*Exercise aim*
Your answer should consist solely of the lines from the first line of the data through the line with "--- a/src/rp2_common/pico_multicore/include/pico/multicore.h", each reproduced exactly.

(Stored data entries)

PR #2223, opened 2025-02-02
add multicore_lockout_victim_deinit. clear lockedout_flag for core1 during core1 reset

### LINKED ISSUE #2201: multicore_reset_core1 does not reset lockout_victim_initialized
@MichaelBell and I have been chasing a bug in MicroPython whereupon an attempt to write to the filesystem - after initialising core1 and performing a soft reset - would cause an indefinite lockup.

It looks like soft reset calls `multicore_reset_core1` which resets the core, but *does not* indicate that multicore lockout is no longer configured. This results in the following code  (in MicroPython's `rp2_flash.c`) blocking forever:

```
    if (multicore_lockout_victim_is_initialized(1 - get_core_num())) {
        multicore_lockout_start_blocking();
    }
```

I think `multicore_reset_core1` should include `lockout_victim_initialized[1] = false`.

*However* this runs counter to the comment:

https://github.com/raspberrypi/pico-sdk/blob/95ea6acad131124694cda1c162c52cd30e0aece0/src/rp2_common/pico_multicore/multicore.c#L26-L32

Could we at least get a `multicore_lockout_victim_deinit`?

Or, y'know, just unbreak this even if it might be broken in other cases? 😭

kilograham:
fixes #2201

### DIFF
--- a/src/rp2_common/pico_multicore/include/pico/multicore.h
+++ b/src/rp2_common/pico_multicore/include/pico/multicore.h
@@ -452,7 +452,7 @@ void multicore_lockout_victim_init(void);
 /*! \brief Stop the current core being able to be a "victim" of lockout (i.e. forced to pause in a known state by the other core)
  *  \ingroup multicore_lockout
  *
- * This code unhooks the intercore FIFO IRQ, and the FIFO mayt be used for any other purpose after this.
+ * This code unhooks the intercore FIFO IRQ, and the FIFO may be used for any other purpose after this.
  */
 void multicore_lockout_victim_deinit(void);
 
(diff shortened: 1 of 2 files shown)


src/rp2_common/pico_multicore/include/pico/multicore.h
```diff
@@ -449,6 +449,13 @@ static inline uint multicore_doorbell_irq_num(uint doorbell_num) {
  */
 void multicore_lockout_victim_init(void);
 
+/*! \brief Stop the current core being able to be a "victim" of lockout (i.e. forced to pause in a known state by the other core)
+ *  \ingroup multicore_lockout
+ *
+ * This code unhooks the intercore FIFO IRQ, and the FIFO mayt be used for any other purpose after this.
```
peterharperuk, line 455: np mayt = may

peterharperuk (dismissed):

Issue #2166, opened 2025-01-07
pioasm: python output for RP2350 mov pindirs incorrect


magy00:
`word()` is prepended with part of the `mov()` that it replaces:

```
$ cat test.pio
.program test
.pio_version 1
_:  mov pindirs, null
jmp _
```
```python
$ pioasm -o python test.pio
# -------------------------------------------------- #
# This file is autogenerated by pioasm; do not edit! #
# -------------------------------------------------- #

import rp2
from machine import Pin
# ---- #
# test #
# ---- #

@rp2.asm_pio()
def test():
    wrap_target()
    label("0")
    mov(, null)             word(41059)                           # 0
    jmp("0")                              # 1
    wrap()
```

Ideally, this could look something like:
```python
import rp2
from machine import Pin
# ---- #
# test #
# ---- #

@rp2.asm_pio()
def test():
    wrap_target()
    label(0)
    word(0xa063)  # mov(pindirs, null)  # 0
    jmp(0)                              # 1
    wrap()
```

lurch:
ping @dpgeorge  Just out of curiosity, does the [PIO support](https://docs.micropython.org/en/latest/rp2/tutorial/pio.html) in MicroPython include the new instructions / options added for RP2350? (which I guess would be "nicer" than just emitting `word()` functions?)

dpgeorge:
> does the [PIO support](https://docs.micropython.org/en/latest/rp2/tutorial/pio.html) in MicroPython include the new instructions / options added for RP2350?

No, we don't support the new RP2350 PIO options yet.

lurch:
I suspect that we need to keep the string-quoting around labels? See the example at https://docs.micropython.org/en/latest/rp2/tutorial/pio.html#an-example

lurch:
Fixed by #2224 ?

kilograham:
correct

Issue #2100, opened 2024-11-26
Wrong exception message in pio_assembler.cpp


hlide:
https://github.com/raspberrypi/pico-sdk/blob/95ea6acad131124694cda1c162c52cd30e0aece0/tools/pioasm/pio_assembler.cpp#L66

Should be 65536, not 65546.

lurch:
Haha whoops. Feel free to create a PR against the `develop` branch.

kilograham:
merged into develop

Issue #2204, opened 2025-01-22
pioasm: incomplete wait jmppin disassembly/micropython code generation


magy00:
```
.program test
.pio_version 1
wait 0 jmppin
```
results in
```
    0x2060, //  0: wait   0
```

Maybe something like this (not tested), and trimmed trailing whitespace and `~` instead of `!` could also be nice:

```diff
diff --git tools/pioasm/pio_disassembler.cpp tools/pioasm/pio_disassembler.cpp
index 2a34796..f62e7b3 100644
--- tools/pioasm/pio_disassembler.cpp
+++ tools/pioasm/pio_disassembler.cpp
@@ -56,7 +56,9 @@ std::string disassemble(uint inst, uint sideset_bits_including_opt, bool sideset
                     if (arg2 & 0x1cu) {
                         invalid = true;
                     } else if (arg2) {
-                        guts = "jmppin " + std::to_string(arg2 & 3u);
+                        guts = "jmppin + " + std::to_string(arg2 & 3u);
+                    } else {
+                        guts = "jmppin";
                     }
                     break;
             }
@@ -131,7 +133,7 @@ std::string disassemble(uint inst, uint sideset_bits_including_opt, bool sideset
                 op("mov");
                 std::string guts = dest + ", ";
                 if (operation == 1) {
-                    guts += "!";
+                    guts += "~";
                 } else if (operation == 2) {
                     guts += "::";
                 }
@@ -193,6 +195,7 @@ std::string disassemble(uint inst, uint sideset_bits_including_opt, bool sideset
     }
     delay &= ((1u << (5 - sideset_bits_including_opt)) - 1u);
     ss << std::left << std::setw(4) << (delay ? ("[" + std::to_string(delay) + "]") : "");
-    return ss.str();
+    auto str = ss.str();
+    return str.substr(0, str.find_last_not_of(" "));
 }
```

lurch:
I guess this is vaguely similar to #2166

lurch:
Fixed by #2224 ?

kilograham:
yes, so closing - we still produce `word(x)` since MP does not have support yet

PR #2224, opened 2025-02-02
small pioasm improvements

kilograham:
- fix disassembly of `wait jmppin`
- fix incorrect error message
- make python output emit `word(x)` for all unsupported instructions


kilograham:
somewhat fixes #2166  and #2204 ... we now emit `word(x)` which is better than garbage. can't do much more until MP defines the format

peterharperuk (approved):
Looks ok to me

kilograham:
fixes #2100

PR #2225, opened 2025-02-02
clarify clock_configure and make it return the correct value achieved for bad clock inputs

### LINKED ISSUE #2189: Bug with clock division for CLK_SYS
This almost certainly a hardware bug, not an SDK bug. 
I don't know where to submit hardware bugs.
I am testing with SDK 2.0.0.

*Solution for this task*
PR #2223, opened 2025-02-02
add multicore_lockout_victim_deinit. clear lockedout_flag for core1 during core1 reset

### LINKED ISSUE #2201: multicore_reset_core1 does not reset lockout_victim_initialized
@MichaelBell and I have been chasing a bug in MicroPython whereupon an attempt to write to the filesystem - after initialising core1 and performing a soft reset - would cause an indefinite lockup.

It looks like soft reset calls `multicore_reset_core1` which resets the core, but *does not* indicate that multicore lockout is no longer configured. This results in the following code  (in MicroPython's `rp2_flash.c`) blocking forever:

```
    if (multicore_lockout_victim_is_initialized(1 - get_core_num())) {
        multicore_lockout_start_blocking();
    }
```

I think `multicore_reset_core1` should include `lockout_victim_initialized[1] = false`.

*However* this runs counter to the comment:

https://github.com/raspberrypi/pico-sdk/blob/95ea6acad131124694cda1c162c52cd30e0aece0/src/rp2_common/pico_multicore/multicore.c#L26-L32

Could we at least get a `multicore_lockout_victim_deinit`?

Or, y'know, just unbreak this even if it might be broken in other cases? 😭

kilograham:
fixes #2201

### DIFF
--- a/src/rp2_common/pico_multicore/include/pico/multicore.h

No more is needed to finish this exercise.